:: Excerpted records ::

PR #637, opened 2023-01-01
632 Delete Requests

### LINKED ISSUE #632: Allow to delete some requests
In development, I let silk live in the background and I often spawn its summary page to see page that takes the most time/queries. 

Now I sometimes use `pdb` on some requests so the time calculated for these is not relevant, and it would be nice to have a button to remove them from the DB so that the summary page can be updated.

ashfaq1934:
- Adds a button to each request card and detail page which allows you to delete individual request without having to click clear db.
- Resolves #632


silk/views/request_detail.py
```diff
@@ -40,3 +40,13 @@ def get(self, request, request_id):
...
+
+    @method_decorator(login_possibly_required)
+    @method_decorator(permissions_possibly_required)
+    def post(self, request, request_id):
+        silk_request = Request.objects.get(pk=request_id)
+        try:
+            silk_request.delete()
+        except Request.DoesNotExist:
+            return HttpResponseRedirect(request.headers.get('Referer', '/silk'))
+        return redirect('/silk')
```
gopar, line 52: Probably better to call `reverse("summary")` here and the line above as well to not hardcode `/silk` path 
(Not everyone will use the `/silk` in their paths)

ashfaq1934: Thanks for the feedback. I've now removed the hard-coded path and replaced it with `reverse('silk:summary')`.

project/tests/test_delete_request.py
```diff
@@ -0,0 +1,20 @@
...
+        self.client = Client()
+        self.request = Request()
+        self.request.path = reverse('silk:requests')
+        self.request.method = 'get'
+        self.request.body = b'a' * 1000
+        self.request.save()
+
+    def test_delete(self):
+        response = self.client.post(reverse('silk:request_detail', kwargs={'request_id': str(self.request.id)}))
+        self.assertEqual(response.status_code, HTTPStatus.FOUND)
```
gopar, line 20: Thanks for the tests! A few nitpicks:
- Can you make sure that this re-routes to the summary page and the object is deleted. (Bonus for test that checks the redirection for header Referer)
- Another test that checks when we pass in a non-existing request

:::

◆ Exercise directions
Some lines above hold the word "time". Copy all of them.

◆ Answer space
In development, I let silk live in the background and I often spawn its summary page to see page that takes the most time/queries. 
Now I sometimes use `pdb` on some requests so the time calculated for these is not relevant, and it would be nice to have a button to remove them from the DB so that the summary page can be updated.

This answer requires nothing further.